In Boston, the Extension School is well known. Extension School posters paste the walls of the Green Line, and the Extension School Master’s programs are advertised on WBUR, Boston’s National Public Radio station. All sorts of Bostonians have tackled an Extension School course at one point or another. In the city of Harvard, my cap represents the everyman’s desire for knowledge.
But beyond Boston, many aren’t familiar with the Extension School. If I wear my cap, eyes widen. I can’t help but feel somewhat misleading. “I’m just a simple Extension School student,” I want to say, “I didn’t really get into Harvard.” In the greater world, like it or not, my Harvard cap is an emblem of elitism.
And some feel protective ownership over this emblem. One friend—a student of the real Harvard—reacted to my purchase derisively: “Did you really buy an Extension School hat?” I get it. Why buy a Harvard hat if it doesn’t symbolize a Harvard acceptance?

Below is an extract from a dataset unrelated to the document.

PR #255, opened 2020-11-06
BUG: Fix error reporting in segmentation and TID1500 plugins

lassoan:
DICOMSegmentationPlugin did not report any error when the conversion failed (it raised an exception, but the Python wrapper ignores exceptions).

It’s true that Harvard-wear lets you silently inform others that a committee of people thought you were smart and interesting, something which an Extension School hat can’t necessarily say. But Harvard can also symbolize something much more powerful: A meaningful exploration of core human questions.
And Extension School students are as much a part of that exploration as any other Harvard students. They weren’t selected for the Ivy League. No one assured them of their greatness, except maybe their mothers. But in taking on Harvard University courses—with the same professors and at the same facilities as other Harvard students—Extension School students strive for knowledge at the highest level. Their striving is answered with the intellectual tools to move the world forward—the same tools gifted to all Harvard students.
My Extension School cap, well broken in by now, is a fond reminder that we can all grow in knowledge and understanding. And we don’t need the affirmations of important committees to do so. We just need the will to exercise our most important organ and to challenge ourselves continuously.
Periel Shapiro, who will be attending medical school in the fall, completed the Harvard Extension School Health Careers Program this past May.